At the very least it will tell you if there are issues with your GPU / drivers.


----------



## the3ajm (Feb 24, 2021)

It still does the same thing but the UI loads fine. I don't think the physical chip is dying since it hung when it's being pushed to do certain workload.


----------



## Menelkir (Feb 24, 2021)

There's also retroarch, with the right libretro cores, you can use mame 2000, 2003 or final burn neo for arcade games.


----------



## SirDice (Feb 24, 2021)

MAME doesn't use OpenGL, it will even work with software rendering. Many of the old arcade cabinets didn't even have a special chip for the graphics, let alone 3D graphics.


----------



## kpedersen (Feb 24, 2021)

SirDice said:


> MAME doesn't use OpenGL, it will even work with software rendering. Many of the old arcade cabinets didn't even have a special chip for the graphics, let alone 3D graphics.

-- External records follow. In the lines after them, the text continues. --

PR #8074, opened 2022-01-24
feat(websub): Improve websub keys job to only process diffs

searchableguy:
# Description

# Checklist:

### DIFF
--- a/locksmith/src/websub/jobs/keys.ts
+++ b/locksmith/src/websub/jobs/keys.ts
@@ -1,13 +1,9 @@
 import { Op } from 'sequelize'
+import { networks } from '@unlock-protocol/networks'
 import { Key } from '../../graphql/datasource'
 import { Hook, ProcessedHookItem } from '../../models'
 import { TOPIC_KEYS } from '../topics'
-
-import {
-  networkMapToFnResult,
-  notifyHook,
-  filterHooksByTopic,
-} from '../helpers'
+import { notifyHook, filterHooksByTopic } from '../helpers'
 
 const FETCH_LIMIT = 25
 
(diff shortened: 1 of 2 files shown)


locksmith/src/websub/jobs/keys.ts
```diff
@@ -1,24 +1,76 @@
...
+  let page = 0
+  const items = []
+
+  while (true) {
+    const keys = await fetchUnprocessedKeys(network, page)
+    // If empty, break the loop and return as there are no more new keys to process.
+    if (!keys.length) {
+      break
+    }
+    items.push(keys)
```
julien51, line 46: Unfortunately that is still not the right approach and won't scale well.
For each batch of keys, we should notify the items in that batch, then save the batch and _finally_, fetch the next batch.
This way we won't miss any if for any reason something goes wrong somwhere.

julien51 (commented):
Let's change the approach per above please...

locksmith/src/websub/jobs/keys.ts
searchableguy: Got it.

locksmith/src/websub/jobs/keys.ts
```diff
@@ -1,24 +1,77 @@
...
+
+    page += 1
+  }
+}
+
+export async function notifyOfKeys(hooks: Hook[]) {
+  const subscribedHooks = filterHooksByTopic(hooks, TOPIC_KEYS)
+  for (const network of Object.values(networks)) {
+    if (network.id !== 31337) {
+      const hooksFilteredByNetwork = subscribedHooks.filter(
```
julien51, line 71: I wonder if this will scale well, but we can start with this.
I think a good next step would be to retrieve the hooks only after we have `fetchUnprocessedKeys`. wdyt?

julien51 (approved):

Yes very true but often the emulators still use OpenGL (i.e for accelerated screen scaling). I.e DOSBox and vba-m.

Actually, these days with SDL2, most things use OpenGL behind the scenes, even to draw 2D images.

Looking at the mame port, it looks to drag in Qt. I don't know if that uses accelerated rendering. I know it does happen to drag in Mesa.


----------



## SirDice (Feb 24, 2021)

kpedersen said:


> Looking at the mame port, it looks to drag in Qt.


I think that's mainly for the interface. I'm not sure, I had a look at updating the port a couple of times and the build process is about as clear as mud.


----------



## BostonBSD (Mar 6, 2021)

Foobillard, Kapman, Tomatoes, SDL Jewels, and KPatience.

All of these games are somewhat addicting and do not require special software...kpat might require special kde libraries.  I'd add that the only thing foobillard is missing is the pack of newport lights and the bottle of miller, then it'd be all set.


----------



## Gaghiel (Mar 19, 2021)

Fallout New Vegas it's my favorite game! Such great gameplay. I've been waiting for this game for a very long time.


----------



## shkhln (Mar 19, 2021)

Gaghiel said:


> Fallout New Vegas it's my favorite game! Such great gameplay. I've been waiting for this game for a very long time.


Wait until Fallout 3 is released, it will blow your mind.


----------



## Alexander88207 (Mar 23, 2021)

First tested on: 1. December 2020, Lasted tested: OP


----------



## shkhln (Mar 23, 2021)

Misatoo said:


> does _the_ fallout new vegas actually work_ing_


British grammar be wild.


----------